You could specify the execution mode in Python Table API or Python DataStream API jobs as following:
.. code-block:: python
## Python Table API
# Specify `PROCESS` mode
table_env.get_config().set("python.execution-mode", "process")
# Specify `THREAD` mode
table_env.get_config().set("python.execution-mode", "thread")
## Python DataStream API
config = Configuration()
# Specify `PROCESS` mode
config.set_string("python.execution-mode", "process")
# Specify `THREAD` mode
config.set_string("python.execution-mode", "thread")
# Create the corresponding StreamExecutionEnvironment
env = StreamExecutionEnvironment.get_execution_environment(config)
Supported Cases
===============
Python Table API
----------------
The following table shows where the ``THREAD`` execution mode is supported in Python Table API.
.. list-table::
:header-rows: 1
* - UDFs
- ``PROCESS``
- ``THREAD``
* - Python UDF
- Yes
- Yes
* - Python UDTF
- Yes
- Yes
* - Python UDAF
- Yes
- No
* - Pandas UDF & Pandas UDAF
- Yes
- No
Python DataStream API
---------------------
The following table shows where the ``PROCESS`` execution mode and the ``THREAD`` execution mode are supported in Python DataStream API.
.. list-table::
:header-rows: 1
* - Operators
- ``PROCESS``
- ``THREAD``
* - Map
- Yes
- Yes
* - FlatMap
- Yes
- Yes
* - Filter
- Yes
- Yes
* - Reduce
- Yes
- Yes
* - Union
- Yes
- Yes
* - Connect
- Yes
- Yes
* - CoMap
- Yes
- Yes
* - CoFlatMap
- Yes
- Yes
* - Process Function
- Yes
- Yes
* - Window Apply
- Yes
- Yes
* - Window Aggregate
- Yes
- Yes
* - Window Reduce
- Yes
- Yes
* - Window Process
- Yes
- Yes
* - Side Output
- Yes
- Yes
* - State
- Yes
- Yes
* - Iterate
- No
- No
* - Window CoGroup
- No
- No
* - Window Join
- No
- No
* - Interval Join
- No
- No
* - Async I/O
- No
- No
.. note::
Currently, it still doesn't support to execute Python UDFs in ``THREAD`` execution mode in all places.
It will fall back to ``PROCESS`` execution mode in these cases. So it may happen that you configure a job
to execute in ``THREAD`` execution mode, however, it's actually executed in ``PROCESS`` execution mode.
Execution Behavior
==================
This section provides an overview of the execution behavior of ``THREAD`` execution mode and contrasts
they with ``PROCESS`` execution mode. For more details, please refer to the FLIP that introduced this feature:
`FLIP-206 <https://cwiki.apache.org/confluence/display/FLINK/FLIP-206%3A+Support+PyFlink+Runtime+Execution+in+Thread+Mode>`_.
PROCESS Execution Mode
----------------------
In ``PROCESS`` execution mode, the Python user-defined functions will be executed in separate Python Worker process.
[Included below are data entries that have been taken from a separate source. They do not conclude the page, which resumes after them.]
PR #2049, opened 2026-02-26
fix: require Dolt server for beads init and reorder doctor prerequisites

l0g1x:
## Summary

- Gate `AddRig`, `InitBeads`, and `initTownBeads` on `doltserver.IsRunning()` so they fail fast when the server is down
- Move `dolt-binary` and `dolt-server-reachable` doctor checks to positions 3-4, before any check that shells out to `bd`
- Rewrite `getWispIDs` from JSONL file parsing to `bd mol wisp list --json` (live Dolt query)
- Remove stale `issues.jsonl` creation from `InitBeads`

## Problem

1. **Silent failures on missing Dolt server.** `gt rig add` and `gt install` call `bd init` without checking if the Dolt server is running. When it's down, `bd init` fails with cryptic errors deep in the call stack. Users see confusing output instead of a clear "Dolt server is not running" message.

2. **Doctor checks run in wrong order.** `dolt-binary` and `dolt-server-reachable` are registered at positions ~25, after 20+ checks that shell out to `bd` or query the database. When Dolt is down, those earlier checks produce misleading failures before the root cause is identified.

3. **`getWispIDs` reads stale JSONL.** `ready.go` parses `issues.jsonl` to filter wisps from ready work. Since nothing exports Dolt data back to JSONL, this reads an empty or stale file and silently skips wisp filtering, leaking operational work into `gt ready` output.

4. **`InitBeads` creates empty `issues.jsonl`.** This placeholder file serves no purpose in Dolt-server mode and misleads code that checks for its existence as a signal that beads data exists.

## Changes

| File | Change |
|------|--------|
| `cmd/install.go` | Add `doltserver.IsRunning()` gate before `initTownBeads` |
| `cmd/rig.go` | Add `doltserver.IsRunning()` gate before both `InitBeads` call sites in `runRigAdopt` |
| `rig/manager.go` | Add `doltserver.IsRunning()` gate in `AddRig`; remove `issues.jsonl` creation from `InitBeads` |
| `cmd/doctor.go` | Move `DoltBinaryCheck` + `DoltServerReachableCheck` to positions 3-4 |
| `cmd/ready.go` | Rewrite `getWispIDs` from JSONL parsing to `bd mol wisp list --json` |
| `cmd/rig_integration_test.go` | Add `requireDoltServer(t)` + `.dolt-data` directory setup |
| `cmd/gitinit.go` | Remove stale JSONL reference from gitignore template comment |
[...]

PR #2051, opened 2026-02-26
refactor: remove JSONL fallback paths in favor of Dolt-only operations

l0g1x:
## Problem

After upstream commit e04237ab added JSONL bloat detection and kept JSONL as a fallback, the codebase still contains dead JSONL fallback code paths that:

1. **Silently mask Dolt failures** — `beads_agent.go` falls back to `createAgentBeadViaJSONL` when Dolt writes fail, hiding real errors from operators
2. **Duplicate logic in patrol and wisp checks** — `patrol_check.go` and `wisp_check.go` each maintain a complete JSONL fallback path that reads and parses `issues.jsonl`, doubling the code surface area for bugs
3. **Use `issues.jsonl` as a beads-data marker** — `rig_check.go` treats the presence of `issues.jsonl` as proof that beads data exists, but this file is no longer the source of truth
4. **Carry stale git tooling** — `.gitattributes` defines a JSONL merge driver and `.gitignore` excludes `issues.jsonl`, both of which serve no purpose now that JSONL is not written

## Solution

Remove all JSONL fallback paths so that every beads operation goes exclusively through Dolt:

- **(1)** Remove `createAgentBeadViaJSONL` fallback in `beads_agent.go` — Dolt failures now surface immediately
- **(2)** Remove JSONL fallback branches in `patrol_check.go` and `wisp_check.go` — both now use Dolt-only paths
- **(3)** Remove `issues.jsonl` from `hasBeadsData` check in `rig_check.go` and from stale-file lists in `stale_beads_redirect_check.go`
- **(4)** Remove `.gitattributes` JSONL merge driver, `.gitignore` entry, and comment out `sync-branch` in `.beads/config.yaml`
- Add CI guardrail that rejects `issues.jsonl` if accidentally reintroduced
- Remove all JSONL-specific tests and test helpers (net deletion: ~400 lines)

### DIFF
--- a/.beads/config.yaml
+++ b/.beads/config.yaml
@@ -60,7 +60,7 @@
 # - linear.api-key
 # - github.org
 # - github.repo
-sync-branch: beads-sync
+# sync-branch: beads-sync  # Legacy — Dolt server mode doesn't use git sync
 
 # Cross-project dependencies (gt-o3is)
 # Maps project names to paths for external dependency resolution
--- a/.gitattributes
+++ b/.gitattributes
@@ -1,3 +1,1 @@
 
-# Use bd merge for beads JSONL files
-.beads/issues.jsonl merge=beads
--- a/.github/workflows/ci.yml
+++ b/.github/workflows/ci.yml
@@ -7,31 +7,29 @@ on:
     branches: [ main ]
 
 jobs:
-  # Fast check to catch accidental .beads/issues.jsonl changes from contributors
-  check-no-beads-changes:
-    name: Check for .beads changes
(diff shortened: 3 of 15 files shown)


steveyegge:
Sheriff review: Removes all JSONL fallback paths in favor of Dolt-only operations (-485 lines across 15 files). This is the right direction but it's irreversible — once removed, there's no fallback for users who haven't migrated to Dolt. Pairs with PR #2049 (require Dolt server for init). Leaving for maintainer to confirm the migration timeline is right.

The Java operator process communicates with the Python worker process using various Grpc services.
THREAD Execution Mode
---------------------
In ``THREAD`` execution mode, the Python user-defined functions will be executed in the same process
as Java operators. PyFlink takes use of third part library `PEMJA <https://github.com/alibaba/pemja>`_
to embed Python in Java Application.